We know that a number of those states have specifically named certain of our hospitals as providers and so you know, we are working with those states. We view that again the demo project itself is probably not enough to materially, I'm sure it's not enough to materially affect our results, but if in fact it is the precursor to change in that regulation that would be we believe a significant positive for the behavioral business.
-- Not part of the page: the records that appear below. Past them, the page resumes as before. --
PR #3030, opened 2026-03-28
Add helper for reusing response items as input

raashish1601:
## Summary
- add `BaseModel.as_input()` so response items can be serialized back into Responses API `input` without unset/null noise
- exclude output-only `status` when reusing `ResponseOutputMessage` and `ResponseReasoningItem` model instances as request input
- add regression coverage for both the public helper and the request transformation path behind `responses.create(...)`

## Testing
- `PYTHONPATH=src python -m pytest -o addopts="" tests/test_models.py -q`
- `PYTHONPATH=src python -m ruff check src/openai/_models.py src/openai/types/responses/response_output_message.py src/openai/types/responses/response_reasoning_item.py tests/test_models.py`
- `git diff --check`

### DIFF
--- a/tests/lib/responses/test_responses.py
+++ b/tests/lib/responses/test_responses.py
@@ -100,6 +100,7 @@ def test_output_as_input() -> None:
             "id": "msg_123",
             "type": "message",
             "role": "assistant",
+            "status": "completed",
             "phase": "final_answer",
             "content": [
                 {


raashish1601:
Follow-up pushed in `06b1041c`: replayed `ResponseOutputMessage` items now keep their required `status`, while the replay-time exclusion remains narrowed to reasoning items only. Revalidated with the focused `tests/test_models.py` selection plus touched-file Ruff.

raashish1601:
Pushed follow-up commit ed28521 onto this branch to add Response.output_as_input() plus a response-level regression in 	ests/lib/responses/test_responses.py. The duplicate helper PR #3031 is closed so the discussion stays on this branch.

Whit Mayo - Robert W. Baird

Perfect. Thanks a lot Steve.

Steve Filton

Thanks.

Operator

Your next question is a follow up from the line of Justin Lake.

Justin Lake – UBS

Thanks. I just had one quick follow-up on the Medicare psych side, Steve, with the MedPAC analysis, the work you are going to doing going forward, I just wanted to check that are there any Medicare or I should say are there any psych rates that in the commercial or Medicaid world that are tied to that are directly tied to Medicare so that if Medicare were to be cut you would see some corresponding decrease in some of the other rates?

Steve Filton

Now, I mean look they maybe you know, some sort of isolated contract out there but you know, generally neither our commercial nor Medicaid rates are tied to Medicare reimbursement.

Justin Lake – UBS

Great, thanks.

Operator

Your next question comes from the line of Gary Taylor with Citibank.

Steve Filton

Okay, I just want to say operator, we've got to make this our last question but Gary go ahead.

Gary Taylor - Citibank

Okay, the question is does the affiliate [ph] loss get any easier to swallow if Cardinal actually win the world series?

Steve Filton

There is a couple of hardened [ph] fans sitting with me in the room Gary and I would tell you they think not. You know, when we set the date of the call we actually were looking at the world series schedule, and thinking this is going to be a real challenge for us. So there is a lot of disappointment in this room.

Alan Miller

We bought a bid for Chris Lee [ph]. I'm ready to let him go.

Gary Taylor - Citibank

Well, probably just jinx to my folks that you can tease me on Monday. My only real question I think that's left unanswered is when you look at, can you tell us on the dollar basis sequentially the Medicaid rate hit that you took. So you know, $x million of sequential EBIDTA hits from you know, the rate actions in the states on July 1.

Steve Filton

You know, in our –

Gary Taylor - Citibank

Or ball park even.

Steve Filton

Yes, I mean in our second quarter 10-Q I think we attempted to quantify the dollar impact of you know, what we've been talking about is 3% or 4% Medicaid rate cut, and I think that number as I recall was approximately $45 million or $50 million and I think you know, we still feel like we're on that trajectory. Obviously that's an annual impact number.

Gary Taylor - Citibank

Right. So okay, so you're still on that trajectory. So end of the day that didn't change a lot. So over the inpatient acute, inpatient behavioral in RTC, where was the greatest you know, rate impact would you say of those three?

Steve Filton

I think from a rate perspective Gary the impact has been pretty similar across the segments, most of the Medicaid cuts within a state have been kind of what I called you know, broad-based or you know, they haven't been terribly new ones. So I don't know that from a rate perspective we find that there any different. Obviously, you know, they vary by state and I think as you know, in responding to Darren’s question from before, we find that in the behavioral residential segment it's a little bit of a double whammy, because we been impacted not just by rate reductions but by length of stay compression that we don't really see on the Med-Surg or even in the acute behavioral side of the business.

Gary Taylor - Citibank

Okay, perfect. Thank you.

Steve Filton

Okay, well we’d like to thank everybody for joining us this morning and look forward to speaking with you again in the fourth quarter when we’ll be prepared to give our 2012 guidance as well. Thanks very much.

Operator

This concludes today's conference call. You may now disconnect.